ほぼ人前に姿を現さないタイプなんだ。
最近、トゥインクルシリーズに所属している選手に似た、いわゆる『ちび』と呼ばれるぱかプチにそっくり(でも動く)な生物の目撃情報がよくあげられるようになった。
中にはそのちびに懐かれて共に暮らしている人もいるようで、同じ種類のちびと暮らしている人同士で情報交換を行える程度にはちびたちそれぞれにそれなりの個体数がいるらしいことが分かっているが…。
「おはよう、バレット」
『オハヨウ、ゴザイマス』
僕と一緒に暮らしているちびは『ちびバレット』と行政により名付けられた。
俗にいう新種のちびであったようで、どういった生態なのかを日々渡された書類(日報風)に書き記すことになったのはそれはそれ。
今のところイタズラもしないし、大人しい性格だし、家事全般ができるところを見ると手先も器用だ。
ちびだけど。
「今日は早めに帰れるから、晩ご飯は僕が作るよ」
『ボクガツクリマス』
「バレットはまだ子どもだからダメー」
『ボクガツクルンデス!』
ぷんすかと怒る姿は可愛いのだが、それでも譲るわけにはいかない。
いくら僕が人としての生活に向いていない人間であっても、自分よりもずっとずっと小さい相手に世話されて生きるというのは…さすがにどうかと思うのだ。
『センセェ』
「ん?なぁに?」
『ボク、コドモジャナイデスヨ?』
「うん、そうだね」
『タシカニチイサイデスケド』
「いや、バレットは子どもというより……まだ幼体のちびって感じかな……」
『……ミ』
しょんぼりと肩を落とすちびバレットを宥めながら僕は身支度を整えて玄関に向かう。
ちびバレットはちょこちょこと僕の足元についてきて、僕が靴を履くのをじっと待っている。
可愛いなぁと口元がにやけそうになるのを堪えながら、僕は立ち上がって玄関の扉を開けた。
*
ちびバレットには同種族であるちびバレットが何人かいたが。
たぶんこうしてヒトミミと一緒に暮らしているのは自分だけだろうとどことなく考えていた。
ちびバレット同士でお互いに助け合いながら過ごす日々の中で、足を怪我して雨に降られ動くに動けなくなっている自分を助けてくれたのが、今の『センセイ』だった。
センセイはヒトミミで、自分はちびだ。
種族が違うからセンセイとは寿命からしてそう遠くない未来にお別れしてしまうだろうが、それでも自分にとって大事な存在なのは変わらないし、これからも一緒に居たいと思っている。

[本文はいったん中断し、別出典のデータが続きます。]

PR #847, opened 2024-12-27
Add Elixir 1.18 to allowed Elixir versions

### LINKED ISSUE #846: Elixir 1.18 support
Lexical should support 1.18.

kevinschweikert:
Closes #846


apps/server/lib/lexical/server/boot.ex
```diff
@@ -88,7 +88,8 @@ defmodule Lexical.Server.Boot do
     "1.15.0" => ">= 1.15.3",
     "1.16.0" => ">= 1.16.0",
     "1.17.0-rc" => ">= 1.17.0-rc",
-    "1.17.0" => ">= 1.17.0"
+    "1.17.0" => ">= 1.17.0",
+    "1.80.0" => ">=1.18.0"
```
sorentwo, line 92: Typo here. We have a long while until v1.80!

```suggestion
    "1.18.0" => ">= 1.18.0"
```

sorentwo:
Thanks for the patch. Happy to report that with this patch (and the small correction I commented about), Lexical works normally with Elixir v1.18.

apps/server/lib/lexical/server/boot.ex
kevinschweikert: Thanks @sorentwo for the correction! Must have been wishful thinking 😉

scohen:
There's more that needs to be done to get lexical to properly support 1.18. Closing in favor of #849

PR #848, opened 2024-12-27
Fix typing violation on Elixir 1.18

kevinschweikert:
In Elixir 1.18 we get the following typing violation

```elixir
==> server
Compiling 3 files (.ex)
     warning: the following clause will never match:

         %{started_at: ts, mfa: {m, f, a}}

     because it attempts to match on the result of:

         task

     which has type:

         dynamic(%Task{mfa: term(), owner: term(), pid: term(), ref: term()})

     typing violation found at:
     │
 143 │         %{started_at: ts, mfa: {m, f, a}} ->
     │         ~
     │
     └─ (server 0.7.2) lib/lexical/server/task_queue.ex:143:9: Lexical.Server.TaskQueue.State.log_task_run_time/2

Generated server app
```

because the `started_at` field is added to the `Task` struct. To avoid this i store the started_at timestamp with the task pid as the key and retrieve it when needed.

### DIFF
--- a/apps/server/lib/lexical/server/task_queue.ex
+++ b/apps/server/lib/lexical/server/task_queue.ex
@@ -6,7 +6,7 @@ defmodule Lexical.Server.TaskQueue do
     import Lexical.Logging
     require Logger
 
-    defstruct ids_to_tasks: %{}, pids_to_ids: %{}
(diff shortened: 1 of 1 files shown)


scohen:
Thank you for doing this, but there's more that needs to be done from a project perspective to properly support 1.18. Closing in favor of #849

Issue #117, opened 2018-09-18
Handle 0 value to LimitParameter gracefully by throwing BadRequest


venki09:
* Device: Macbook pro 2017
  * OS version: 10.12.6 (High sierra)
  * Java SDK version: 1.8
  * Beadledom version: 3.1

### Step 3: Describe the problem:
* When a service call is made with limit parameter as 0, it is expected to return a BAD_REQUEST response. Instead INTERNAL_SERVER_ERROR is being returned.

#### Observed Results:

```
java.lang.ArithmeticException: / by zero
	at com.cerner.beadledom.pagination.OffsetPaginationLinks.lastLink(OffsetPaginationLinks.java:86) ~[beadledom-pagination-3.1.jar:na]
at com.cerner.beadledom.pagination.OffsetPaginatedListLinksWriterInterceptor.aroundWriteTo(OffsetPaginatedListLinksWriterInterceptor.java:39) ~[beadledom-pagination-3.1.jar:na]
at org.jboss.resteasy.core.interception.AbstractWriterInterceptorContext.proceed(AbstractWriterInterceptorContext.java:129) ~[resteasy-jaxrs-3.6.1.Final.jar:3.6.1.Final]
at org.jboss.resteasy.plugins.interceptors.encoding.GZIPEncodingInterceptor.aroundWriteTo(GZIPEncodingInterceptor.java:92) ~[resteasy-jaxrs-3.6.1.Final.jar:3.6.1.Final]
at org.jboss.resteasy.core.interception.AbstractWriterInterceptorContext.proceed(AbstractWriterInterceptorContext.java:129) ~[resteasy-jaxrs-3.6.1.Final.jar:3.6.1.Final]
at org.jboss.resteasy.plugins.interceptors.encoding.ServerContentEncodingAnnotationFilter.aroundWriteTo(ServerContentEncodingAnnotationFilter.java:60) ~[resteasy-jaxrs-3.6.1.Final.jar:3.6.1.Final]
```

#### Expected Results:

* Return a BAD_REQUEST response.

johnlcox:
Fixed by #118

PR #118, opened 2018-09-18
Handle 0 for Limit parameter gracefully

venki09:

Fixing https://github.com/cerner/beadledom/issues/117 

### How was it tested?

* Unit tests
* Ran the example service against it.

### How to test


client/beadledom-client-test/src/test/scala/com/cerner/beadledom/client/ClientServiceSpec.scala
```diff
@@ -132,6 +132,17 @@ class ClientServiceSpec(contextRoot: String, servicePort: Int)
...
+
+      it("rejects 0 for limit") {
+        val injector = getInjector(List(new ResourceOneModule))
+
+        val paginatedResource = injector.getInstance(classOf[PaginatedClientResource])
+
+        val results: GenericResponse[JsonOneOffsetPaginatedListDto] = paginatedResource.index(1L, 0)
+
+        results mustNot be(null)
+        results.getStatus mustBe 400
```
nathanschile: I've seen instances where people set the limit to 0 when they just want to get a total results count. Why not still have a 200 when limit is 0?

venki09: https://github.com/cerner/beadledom/pull/118/commits/0fcf057b54008675463e241ffa2050c9d8855181 I have made the changed for it. With this, the result would be a single page with empty results block and totalResults would be the total number of results. And everything except firstLink will be null.  Something like this
```
{
  "items": [],
  "totalResults": 3,
  "firstLink": "http://<service-resource-URI>?offset=0&limit=0"
}
```
Also note that the offset will always be 0 since this is the first page (and the only page). Let me know if this is the acceptable behavior

johnlcox:
The more time I've had to think about this the more I think the default should be to disallow 0 for limit and then allow a configuration flag for allowing 0 limit.

CHANGELOG.md
```diff
@@ -4,6 +4,10 @@
 
 ### Additions
 * Add OffsetPaginatedListDto interface to the pagination module.
+* Add configuration to allow 0 as a pagination limit value (disabled by default - limit=1 as minimum value).
+
+### Defects Corrected
```
johnlcox: Not sure why this is showing as an addition here. If I do a local `git diff` against master it shows that this was already there and is not an addition from this branch. I think github is diffing this incorrectly.

pagination/src/main/java/com/cerner/beadledom/pagination/models/OffsetPaginationConfiguration.java
```diff
@@ -37,6 +37,11 @@
    */
   public abstract String offsetFieldName();
 
+  /**
+   * Flag to denote whether limit value of 0 is allowed. Defaults to false.
+   */
+  public abstract boolean allowZeroLimit();
```
johnlcox: @venki09 I switched this from `Boolean` to `boolean` since it can't be nullable, but I wanted to double check that there wasn't a reason I'm missing for it being a big boolean?

CHANGELOG.md
venki09: I think github UI doesn't work well if we do merge without rebase. As was done in this commit https://github.com/cerner/beadledom/pull/118/commits/cffffa1b60e18286d92dcbf1bcf3c5c72d8976c9

pagination/src/main/java/com/cerner/beadledom/pagination/models/OffsetPaginationConfiguration.java
venki09: No there was no reason for it. I think it makes sense to have it boolean

pagination/src/main/java/com/cerner/beadledom/pagination/parameters/LimitParameter.java
```diff
@@ -68,10 +59,18 @@ protected Integer parse(String param) throws InvalidParameterException {
               + " - int is required.");
     }
 
-    if (limit < 0 || limit > maxLimit) {
```
kyleroush: Would something like this be more readable?
```java
int minlimit = (offsetPaginationConfiguration.allowZeroLimit()? 0:1;
if ( limit < minLimit)
        || limit > offsetPaginationConfiguration.maxLimit()) {
      throw InvalidParameterException.create(
          "Invalid value for '" + this.getParameterFieldName() + "': " + this.limit
              + "  - value between "+minlimit+" and " + offsetPaginationConfiguration.maxLimit()
              + " is required.");
    }
```

johnlcox: I think it does. I'm going to do that and extract it into a private method as well.

johnlcox: https://github.com/cerner/beadledom/pull/118/commits/a3acf4d6055c5c2ad2a61dcd75c4fe21077d12bf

だからこうして家事をして少しでも役に立ちたいのだが……なかなか上手くいかないものだなぁとしょんぼりしてしまう。
「ただいまー」
玄関の方からセンセイの声が聞こえてきて、僕は慌てて玄関に向かう。
センセイにただいまを言ってもらえるようにお出迎えするのも大事だからだ。
「オカエリナサイ!」
ちびバレット:
読んで字のごとく。
いちおう他個体もいるようだが、ヒトと暮らしているのは今のところこのちびバレットだけらしい。
なので会えたらめちゃくちゃレアってタイプ。
…ちびバレットの群れがいた!って写真撮っても変にブレそうだなぁ。